- TASK REQUIREMENTS: Your reply should hold only the lines from the records below where "messages" occurs.

- RECORDS FOR PROCESSING:
══════

PR #111, opened 2020-10-27
Fix getting coupler_res filename when using directory for initial conditions

oliverwm1:
Fixes bug (and adds test) for getting coupler res filename when using a directory for initial conditions. Bug happened because if statement checked if `target_location` was equal to `INPUT` but `asset_list_from_path` returned `INPUT/`. Fixes bug by using joined path in `_get_coupler_res_filename`.


frodre (approved):
Thanks for the quick fix!

PR #112, opened 2020-11-05
Explicitly install wheel before requirements to remove wheel error messages

ofuhrer:
While not failling, tests are cluttered with error messages along the lines `error: invalid command 'bdist_wheel'`. This fixes this by pre-pip-installing wheel.


mcgibbon (approved):
LGTM, thanks for the fix!

PR #113, opened 2020-11-06
Fix date retrieval from coupler_res to use get_fs instead of fsspec.open

frodre:
Use the fv3config `get_fs` to instantiate the fileststem used to grab the coupler.res file when getting the date date instead of `fsspec.open`.  This ensures that anything in the public `fv3config` bucket will have the `requester_pays=True` in the `GCSFSFilesystem` creation.


AnnaKwa (approved):
LGTM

══════

- EXPECTED ANSWER:
Explicitly install wheel before requirements to remove wheel error messages
While not failling, tests are cluttered with error messages along the lines `error: invalid command 'bdist_wheel'`. This fixes this by pre-pip-installing wheel.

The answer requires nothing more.